PR #1218, opened 2026-04-29
Add HumidityTemperatureSensor class for DHT22/DHT11 sensors

### LINKED ISSUE #254: DHT
We should look at adding support for DHTs like the DHT11 and DHT22.

There's an Adafruit library which is pretty poor, and requires sudo. There was talk of a kernel module providing a file interface, but I'm not sure where that went. Perhaps, as it's one-wire, this could work similarly to the Temperature Sensor (#93).

PatrickSchaffner:
## Summary

- Adds `HumidityTemperatureSensor` to `input_devices.py`, supporting DHT22 and DHT11 sensors over a single-wire protocol
- Exposes `.humidity` and `.temperature` properties alongside the standard `ValuesMixin` `.value` tuple
- Adds `MockHumidityTemperatureSensor` to the mock pin factory so the class can be tested without hardware
- Includes docs (`api_input.rst`, `api_exc.rst`, usage example) and 11 new test functions

Closes #254

## Test plan

- [ ] `pytest tests/test_inputs.py -k HumidityTemperature` — all new unit tests pass with `MockFactory`
- [ ] Verify `humidity` and `temperature` properties return expected values from mock sensor
- [ ] Check docs build: `make doc` produces no warnings for new entries
- [ ] (Optional hardware) Run `docs/examples/humidity_temperature_sensor.py` against a real DHT22 on a Pi

🤖 Generated with [Claude Code](https://claude.com/claude-code)

### DIFF
--- a/docs/api_exc.rst
+++ b/docs/api_exc.rst
@@ -196,6 +196,12 @@ Warnings
 .. autoexception:: DistanceSensorNoEcho
     :show-inheritance:
 
+.. autoexception:: HumidityTemperatureSensorNoResponse
+    :show-inheritance:
+
+.. autoexception:: HumidityTemperatureSensorBadChecksum
+    :show-inheritance:
+
 .. autoexception:: SPIWarning
     :show-inheritance:
 
--- a/docs/api_input.rst
+++ b/docs/api_input.rst
@@ -70,6 +70,13 @@ RotaryEncoder
     :members: wait_for_rotate, wait_for_rotate_clockwise, wait_for_rotate_counter_clockwise, when_rotated, when_rotated_clockwise, when_rotated_counter_clockwise, steps, value, max_steps, threshold_steps, wrap
 
 
+HumidityTemperatureSensor
+-------------------------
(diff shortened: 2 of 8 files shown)


PatrickSchaffner:
Closing this PR — withdrawing it after tests on the lgpio backend.

`HumidityTemperatureSensor` decodes the DHT protocol by timestamping GPIO edge callbacks: the sensor packs 40 bits into pulses as short as ~26 µs across a ~4 ms frame. That works under `PiGPIOFactory` — the pigpio daemon samples every GPIO in a dedicated tight loop and hands back reliably-timestamped edges. It does **not** work under `LGPIOFactory`: there, edge events are delivered to a userspace callback that can't keep pace with a DHT frame's bursts of edges, so edges get dropped and the frame can't be reconstructed.

As written, then, this device only works on a non-default backend — merging it would ship a sensor that silently fails for most users out of the box. The edge-callback approach just isn't the right foundation for DHT support in current gpiozero.

PR #1228, opened 2026-07-25
Make TimeOfDay timezone aware

bennuttall:
Continuation from #1116


bennuttall:
@lurch do you think this looks ok?

PR #1467, opened 2017-05-19
For whole table reload, send table level message instead of segment level message

Jackie-Jiang:
Currently for whole table reload, we send segment level messgaes, which is causing problem for big tables.
Added table level reload message, which can significantly reduce the number of messages sent.

### DIFF
--- a/pinot-controller/src/main/java/com/linkedin/pinot/controller/helix/core/PinotHelixResourceManager.java
+++ b/pinot-controller/src/main/java/com/linkedin/pinot/controller/helix/core/PinotHelixResourceManager.java
@@ -1487,41 +1487,57 @@ public class PinotHelixResourceManager {
     return res;
   }
 
-  public int reloadAllSegments(String tableName) {
-    int numMessagesSent = 0;
+  public int reloadAllSegments(@Nonnull String tableNameWithType) {
+    LOGGER.info("Sending reload message for table: {}", tableNameWithType);
 
-    List<String> segments = getSegmentsFor(tableName);
+    // TODO: Remove this part after all servers get updated
+    int numMessagesSent = 0;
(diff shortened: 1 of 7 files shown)


pinot-controller/src/main/java/com/linkedin/pinot/controller/helix/core/PinotHelixResourceManager.java
```diff
@@ -1487,41 +1487,48 @@ public PinotResourceManagerResponse addSegment(final SegmentMetadata segmentMeta
...
-    List<String> segments = getSegmentsFor(tableName);
-    for (String segmentName : segments) {
-      numMessagesSent += sendSegmentReloadMessage(tableName, segmentName);
-    }
+    Criteria recipientCriteria = new Criteria();
+    recipientCriteria.setRecipientInstanceType(InstanceType.PARTICIPANT);
+    recipientCriteria.setInstanceName("%");
+    recipientCriteria.setResource(tableNameWithType);
+    recipientCriteria.setSessionSpecific(true);
+    SegmentReloadMessage segmentReloadMessage = new SegmentReloadMessage(tableNameWithType, null);
```
mcvsubbu: this one is setting the segment name to null, but the server is checking for segment name to be ""?

Jackie-Jiang:
@mcvsubbu You are right, will split it into two parts.

pinot-controller/src/main/java/com/linkedin/pinot/controller/helix/core/PinotHelixResourceManager.java
Jackie-Jiang: The default value for partition is "". null means do not set the partition name.

PR #1468, opened 2017-05-22
[PINOT-4887] Fixed min/max values for realtime no-dictionary columns

mcvsubbu:


pinot-core/src/main/java/com/linkedin/pinot/core/realtime/converter/stats/RealtimeNoDictionaryColStatistics.java
```diff
@@ -0,0 +1,208 @@
...
+    int max = Integer.MIN_VALUE;
+    for (int i = 0; i < _numDocIds; i++) {
+      if (values[i] < min) {
+        min = values[i];
+      }
+      if (values[i] > max) {
+        max = values[i];
+      }
+    }
+    _minValue = new Integer(min);
```
jfim: `Integer.valueOf(min)`, not `new Integer`. Same for other object allocations.

PR #1471, opened 2017-05-23
Returning null to fix LLC segment commit when there is no leader

jenniferdai:


pinot-core/src/main/java/com/linkedin/pinot/server/realtime/ControllerLeaderLocator.java
```diff
@@ -80,12 +80,17 @@ public synchronized String getControllerLeader() {
...
-    return _controllerLeaderHostPort;
+    try {
+      ZNRecord znRecord = dataAccessor.get("/" + _clusterName + "/CONTROLLER/LEADER", stat, AccessOption.THROW_EXCEPTION_IFNOTEXIST);
+      String leader = znRecord.getId();
+      int index = leader.lastIndexOf('_');
+      _controllerLeaderHostPort = leader.substring(0, index) + ":" + leader.substring(index + 1);
+      _refresh = false;
+      return _controllerLeaderHostPort;
+    } catch (Exception e) {
+      LOGGER.error("Could not locate controller leader, exception " + e);
```
mcvsubbu: should be a warn, since we correct the situation by retrying eventually.

Also, instead of +e, please do ", e)

PR #1472, opened 2017-05-23
Fixed ColumnarToStarTreeConverter to correctly load the config file.

snleee:
Because loadConfigFiles() is deprecated, StarTreeIndexSpec is not loaded correctly and the converter would always use the default settings even if the config file for the StarTree index is given.

### DIFF
--- a/pinot-tools/src/main/java/com/linkedin/pinot/tools/segment/converter/ColumnarToStarTreeConverter.java
+++ b/pinot-tools/src/main/java/com/linkedin/pinot/tools/segment/converter/ColumnarToStarTreeConverter.java
@@ -15,6 +15,7 @@
  */
 package com.linkedin.pinot.tools.segment.converter;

^^^^^^^^^^^^^^^^

* _The problem_:
Could you return the complete set of entries exactly?

* _Answer box_:
PR #1218, opened 2026-04-29
Add HumidityTemperatureSensor class for DHT22/DHT11 sensors

### LINKED ISSUE #254: DHT
We should look at adding support for DHTs like the DHT11 and DHT22.

There's an Adafruit library which is pretty poor, and requires sudo. There was talk of a kernel module providing a file interface, but I'm not sure where that went. Perhaps, as it's one-wire, this could work similarly to the Temperature Sensor (#93).

PatrickSchaffner:
## Summary

- Adds `HumidityTemperatureSensor` to `input_devices.py`, supporting DHT22 and DHT11 sensors over a single-wire protocol
- Exposes `.humidity` and `.temperature` properties alongside the standard `ValuesMixin` `.value` tuple
- Adds `MockHumidityTemperatureSensor` to the mock pin factory so the class can be tested without hardware
- Includes docs (`api_input.rst`, `api_exc.rst`, usage example) and 11 new test functions

Closes #254

## Test plan

- [ ] `pytest tests/test_inputs.py -k HumidityTemperature` — all new unit tests pass with `MockFactory`
- [ ] Verify `humidity` and `temperature` properties return expected values from mock sensor
- [ ] Check docs build: `make doc` produces no warnings for new entries
- [ ] (Optional hardware) Run `docs/examples/humidity_temperature_sensor.py` against a real DHT22 on a Pi

🤖 Generated with [Claude Code](https://claude.com/claude-code)

### DIFF
--- a/docs/api_exc.rst
+++ b/docs/api_exc.rst
@@ -196,6 +196,12 @@ Warnings
 .. autoexception:: DistanceSensorNoEcho
     :show-inheritance:
 
+.. autoexception:: HumidityTemperatureSensorNoResponse
+    :show-inheritance:
+
+.. autoexception:: HumidityTemperatureSensorBadChecksum
+    :show-inheritance:
+
 .. autoexception:: SPIWarning
     :show-inheritance:
 
--- a/docs/api_input.rst
+++ b/docs/api_input.rst
@@ -70,6 +70,13 @@ RotaryEncoder
     :members: wait_for_rotate, wait_for_rotate_clockwise, wait_for_rotate_counter_clockwise, when_rotated, when_rotated_clockwise, when_rotated_counter_clockwise, steps, value, max_steps, threshold_steps, wrap
 
 
+HumidityTemperatureSensor
+-------------------------
(diff shortened: 2 of 8 files shown)


PatrickSchaffner:
Closing this PR — withdrawing it after tests on the lgpio backend.

`HumidityTemperatureSensor` decodes the DHT protocol by timestamping GPIO edge callbacks: the sensor packs 40 bits into pulses as short as ~26 µs across a ~4 ms frame. That works under `PiGPIOFactory` — the pigpio daemon samples every GPIO in a dedicated tight loop and hands back reliably-timestamped edges. It does **not** work under `LGPIOFactory`: there, edge events are delivered to a userspace callback that can't keep pace with a DHT frame's bursts of edges, so edges get dropped and the frame can't be reconstructed.

As written, then, this device only works on a non-default backend — merging it would ship a sensor that silently fails for most users out of the box. The edge-callback approach just isn't the right foundation for DHT support in current gpiozero.

PR #1228, opened 2026-07-25
Make TimeOfDay timezone aware

bennuttall:
Continuation from #1116


bennuttall:
@lurch do you think this looks ok?

PR #1467, opened 2017-05-19
For whole table reload, send table level message instead of segment level message

Jackie-Jiang:
Currently for whole table reload, we send segment level messgaes, which is causing problem for big tables.
Added table level reload message, which can significantly reduce the number of messages sent.

### DIFF
--- a/pinot-controller/src/main/java/com/linkedin/pinot/controller/helix/core/PinotHelixResourceManager.java
+++ b/pinot-controller/src/main/java/com/linkedin/pinot/controller/helix/core/PinotHelixResourceManager.java
@@ -1487,41 +1487,57 @@ public class PinotHelixResourceManager {
     return res;
   }
 
-  public int reloadAllSegments(String tableName) {
-    int numMessagesSent = 0;
+  public int reloadAllSegments(@Nonnull String tableNameWithType) {
+    LOGGER.info("Sending reload message for table: {}", tableNameWithType);
 
-    List<String> segments = getSegmentsFor(tableName);
+    // TODO: Remove this part after all servers get updated
+    int numMessagesSent = 0;
(diff shortened: 1 of 7 files shown)


pinot-controller/src/main/java/com/linkedin/pinot/controller/helix/core/PinotHelixResourceManager.java
```diff
@@ -1487,41 +1487,48 @@ public PinotResourceManagerResponse addSegment(final SegmentMetadata segmentMeta
...
-    List<String> segments = getSegmentsFor(tableName);
-    for (String segmentName : segments) {
-      numMessagesSent += sendSegmentReloadMessage(tableName, segmentName);
-    }
+    Criteria recipientCriteria = new Criteria();
+    recipientCriteria.setRecipientInstanceType(InstanceType.PARTICIPANT);
+    recipientCriteria.setInstanceName("%");
+    recipientCriteria.setResource(tableNameWithType);
+    recipientCriteria.setSessionSpecific(true);
+    SegmentReloadMessage segmentReloadMessage = new SegmentReloadMessage(tableNameWithType, null);
```
mcvsubbu: this one is setting the segment name to null, but the server is checking for segment name to be ""?

Jackie-Jiang:
@mcvsubbu You are right, will split it into two parts.

pinot-controller/src/main/java/com/linkedin/pinot/controller/helix/core/PinotHelixResourceManager.java
Jackie-Jiang: The default value for partition is "". null means do not set the partition name.

PR #1468, opened 2017-05-22
[PINOT-4887] Fixed min/max values for realtime no-dictionary columns

mcvsubbu:


pinot-core/src/main/java/com/linkedin/pinot/core/realtime/converter/stats/RealtimeNoDictionaryColStatistics.java
```diff
@@ -0,0 +1,208 @@
...
+    int max = Integer.MIN_VALUE;
+    for (int i = 0; i < _numDocIds; i++) {
+      if (values[i] < min) {
+        min = values[i];
+      }
+      if (values[i] > max) {
+        max = values[i];
+      }
+    }
+    _minValue = new Integer(min);
```
jfim: `Integer.valueOf(min)`, not `new Integer`. Same for other object allocations.

PR #1471, opened 2017-05-23
Returning null to fix LLC segment commit when there is no leader

jenniferdai:


pinot-core/src/main/java/com/linkedin/pinot/server/realtime/ControllerLeaderLocator.java
```diff
@@ -80,12 +80,17 @@ public synchronized String getControllerLeader() {
...
-    return _controllerLeaderHostPort;
+    try {
+      ZNRecord znRecord = dataAccessor.get("/" + _clusterName + "/CONTROLLER/LEADER", stat, AccessOption.THROW_EXCEPTION_IFNOTEXIST);
+      String leader = znRecord.getId();
+      int index = leader.lastIndexOf('_');
+      _controllerLeaderHostPort = leader.substring(0, index) + ":" + leader.substring(index + 1);
+      _refresh = false;
+      return _controllerLeaderHostPort;
+    } catch (Exception e) {
+      LOGGER.error("Could not locate controller leader, exception " + e);
```
mcvsubbu: should be a warn, since we correct the situation by retrying eventually.

Also, instead of +e, please do ", e)

PR #1472, opened 2017-05-23
Fixed ColumnarToStarTreeConverter to correctly load the config file.

snleee:
Because loadConfigFiles() is deprecated, StarTreeIndexSpec is not loaded correctly and the converter would always use the default settings even if the config file for the StarTree index is given.

### DIFF
--- a/pinot-tools/src/main/java/com/linkedin/pinot/tools/segment/converter/ColumnarToStarTreeConverter.java
+++ b/pinot-tools/src/main/java/com/linkedin/pinot/tools/segment/converter/ColumnarToStarTreeConverter.java
@@ -15,6 +15,7 @@
  */
 package com.linkedin.pinot.tools.segment.converter;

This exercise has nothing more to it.